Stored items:
────────────────────

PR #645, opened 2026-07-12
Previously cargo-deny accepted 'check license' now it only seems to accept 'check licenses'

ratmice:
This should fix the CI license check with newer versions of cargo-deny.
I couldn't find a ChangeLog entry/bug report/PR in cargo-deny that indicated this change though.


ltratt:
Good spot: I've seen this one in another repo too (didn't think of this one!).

────────────────────

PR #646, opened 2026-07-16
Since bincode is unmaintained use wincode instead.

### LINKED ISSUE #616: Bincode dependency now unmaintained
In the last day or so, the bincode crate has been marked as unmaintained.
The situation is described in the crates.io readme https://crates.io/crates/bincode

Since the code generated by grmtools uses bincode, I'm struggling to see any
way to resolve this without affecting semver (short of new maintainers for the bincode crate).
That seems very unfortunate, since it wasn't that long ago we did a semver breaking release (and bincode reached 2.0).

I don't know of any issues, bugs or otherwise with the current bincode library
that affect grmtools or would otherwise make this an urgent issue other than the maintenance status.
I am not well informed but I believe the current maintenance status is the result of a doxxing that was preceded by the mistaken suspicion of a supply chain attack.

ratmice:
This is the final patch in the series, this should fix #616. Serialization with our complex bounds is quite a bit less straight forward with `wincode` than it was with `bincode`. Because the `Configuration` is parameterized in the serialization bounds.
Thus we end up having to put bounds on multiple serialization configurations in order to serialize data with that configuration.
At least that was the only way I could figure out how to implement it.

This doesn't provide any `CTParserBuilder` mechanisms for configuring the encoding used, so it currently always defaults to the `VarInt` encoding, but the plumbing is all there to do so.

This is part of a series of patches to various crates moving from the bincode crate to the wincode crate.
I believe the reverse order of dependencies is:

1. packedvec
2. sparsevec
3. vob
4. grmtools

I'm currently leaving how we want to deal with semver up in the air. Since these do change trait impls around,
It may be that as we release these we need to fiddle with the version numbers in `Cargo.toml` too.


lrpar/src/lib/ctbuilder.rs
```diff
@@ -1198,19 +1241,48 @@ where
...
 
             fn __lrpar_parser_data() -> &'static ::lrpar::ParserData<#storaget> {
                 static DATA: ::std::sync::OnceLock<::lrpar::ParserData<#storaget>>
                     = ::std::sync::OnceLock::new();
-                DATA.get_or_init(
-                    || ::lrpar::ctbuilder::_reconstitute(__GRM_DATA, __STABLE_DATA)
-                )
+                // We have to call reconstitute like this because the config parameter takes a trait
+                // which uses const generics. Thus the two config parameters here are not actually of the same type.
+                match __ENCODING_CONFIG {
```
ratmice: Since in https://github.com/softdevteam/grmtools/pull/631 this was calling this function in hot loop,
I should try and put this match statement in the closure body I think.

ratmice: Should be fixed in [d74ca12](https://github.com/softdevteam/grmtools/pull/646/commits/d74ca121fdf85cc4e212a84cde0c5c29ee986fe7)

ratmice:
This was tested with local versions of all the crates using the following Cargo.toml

────────────────────

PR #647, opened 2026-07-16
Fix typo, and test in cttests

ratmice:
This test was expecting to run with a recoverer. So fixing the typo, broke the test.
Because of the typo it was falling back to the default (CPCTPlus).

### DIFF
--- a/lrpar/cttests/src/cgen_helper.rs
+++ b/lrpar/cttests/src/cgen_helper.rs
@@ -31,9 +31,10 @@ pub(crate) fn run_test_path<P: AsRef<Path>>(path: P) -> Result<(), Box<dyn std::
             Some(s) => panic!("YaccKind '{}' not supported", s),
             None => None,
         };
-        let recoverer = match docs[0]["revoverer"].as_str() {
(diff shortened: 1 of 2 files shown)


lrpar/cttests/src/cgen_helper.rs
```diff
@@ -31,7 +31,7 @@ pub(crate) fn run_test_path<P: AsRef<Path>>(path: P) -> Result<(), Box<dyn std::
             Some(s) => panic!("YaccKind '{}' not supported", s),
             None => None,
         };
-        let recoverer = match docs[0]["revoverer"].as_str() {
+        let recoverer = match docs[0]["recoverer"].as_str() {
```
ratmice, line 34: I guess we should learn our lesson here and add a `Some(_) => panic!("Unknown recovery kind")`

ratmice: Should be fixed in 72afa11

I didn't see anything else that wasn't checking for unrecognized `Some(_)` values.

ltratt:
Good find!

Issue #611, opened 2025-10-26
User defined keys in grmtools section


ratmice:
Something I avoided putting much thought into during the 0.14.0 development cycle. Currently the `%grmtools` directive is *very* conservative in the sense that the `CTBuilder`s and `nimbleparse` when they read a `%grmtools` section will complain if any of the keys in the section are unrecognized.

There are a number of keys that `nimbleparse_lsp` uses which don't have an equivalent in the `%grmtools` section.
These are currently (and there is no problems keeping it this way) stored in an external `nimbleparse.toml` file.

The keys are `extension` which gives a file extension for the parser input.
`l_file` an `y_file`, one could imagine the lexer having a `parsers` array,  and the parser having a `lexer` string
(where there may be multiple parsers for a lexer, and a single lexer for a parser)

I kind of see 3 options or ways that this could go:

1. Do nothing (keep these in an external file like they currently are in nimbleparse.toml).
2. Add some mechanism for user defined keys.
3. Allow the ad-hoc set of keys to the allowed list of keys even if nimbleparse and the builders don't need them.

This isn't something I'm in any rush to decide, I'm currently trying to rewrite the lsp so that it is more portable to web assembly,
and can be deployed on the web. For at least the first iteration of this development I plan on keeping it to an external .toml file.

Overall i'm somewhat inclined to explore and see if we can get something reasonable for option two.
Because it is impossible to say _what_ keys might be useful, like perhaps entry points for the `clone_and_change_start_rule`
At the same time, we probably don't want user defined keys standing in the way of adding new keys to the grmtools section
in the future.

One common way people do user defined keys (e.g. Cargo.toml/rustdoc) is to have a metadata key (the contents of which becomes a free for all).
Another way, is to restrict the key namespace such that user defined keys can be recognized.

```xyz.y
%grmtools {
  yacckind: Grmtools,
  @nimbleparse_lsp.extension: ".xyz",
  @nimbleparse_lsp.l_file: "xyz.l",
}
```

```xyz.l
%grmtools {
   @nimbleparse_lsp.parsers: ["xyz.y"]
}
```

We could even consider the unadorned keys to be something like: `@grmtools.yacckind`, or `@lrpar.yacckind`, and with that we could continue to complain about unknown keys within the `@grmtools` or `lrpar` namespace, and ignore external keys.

────────────────────

__ACTIVITY__: Starting from the records above, filter out all lines except those containing the word "Thus".

__YOUR SOLUTION__:
Thus we end up having to put bounds on multiple serialization configurations in order to serialize data with that configuration.
+                // which uses const generics. Thus the two config parameters here are not actually of the same type.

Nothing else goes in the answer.